Harvey Scales "All In A Nights Work"
オーティスの"Try A Little Tenderness"カバーの続き。
正しくはこの"Try A Little Tenderness"は古いポピュラーでフランク・シナトラも歌っている。
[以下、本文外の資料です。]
Issue #9396, opened 2025-06-04
Failing to react to some Stripe webhooks


jamilbk:
Have had a couple cases of customers updating their subscription only to have the portal not make the change Firezone side. Resending the webhook fixes the issue.

Here is the latest example:

Hubspot ticket: https://app.hubspot.com/live-messages/23723443/inbox/9247799564
Stripe webhook that should have updated the account limits: https://dashboard.stripe.com/events/evt_1RWH4uADeNU9NGxvv4OBGKBE

jamilbk:
Possibly related:

- https://firezone-inc.sentry.io/issues/6453985977/?project=4508756715569152&query=is%3Aunresolved%20issue.priority%3A%5Bhigh%2C%20medium%5D&referrer=issue-stream&stream_index=2

jamilbk:
Will optimistically mark this fixed in #9466

Issue #8668, opened 2025-04-05
Billing integration overhaul


jamilbk:
When signing up for Firezone, we create Stripe customers on the Starter plan. This creates a subscription.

R&Bでは女性シンガーLittle Miss Cornshucksの1940年代録音のふくよかな表現が素晴らしい。
しかしオーティスによる大胆な解釈(アレンジはスティーブ・クロッパーとオーティスの共作)以降、ソウル/R&Bでは殆どがオーティス版を下敷きにしている。
構成がドラマティックというか難しくバラーディアとシャウターの両方の要素が必要なのでカバーはそんなに多くない---と思っていたのだが、指折り数えてみるとけっこう思いついた。
そのなかから思い出深いこいつを。
All In A Nights Work Harvey Scales (Earthtone ETCD-1)-1991-
シンガーとしてだけでなく作曲とプロデューサー業でも地道に活躍してきたハーヴェイ・スケールズだが、1990年前後は一つのピークにあった。
ジェシ・ジェイムスのプロデュースと、良質なインディ・シングル作品。
その彼が満を持して出したアルバムで、当時日本でブームを起こしつつあったインディ・ソウルのムーブメントの中心の一枚となった。
歌いかたがラフで、ちょっと崩れたところもあるが、なにより声がよく、3曲カバーしているオーティス・ナンバーもなかなかに聴かせる。
ベスト・トラックは"Spend The Night Forever"かな。Too Muchな歌いかたがソウル度を高め、胸がしめつけられる思い。
ところでこのアルバムは、その印象的なジャケットのインパクトが大だが、よく見てみるとこれは尋常な傘じゃない。ビアガーデンのテーブルに挿してあるような代物で、持ち歩けないだろう。
一見エレガントに感じられるが、けっこう笑える構図。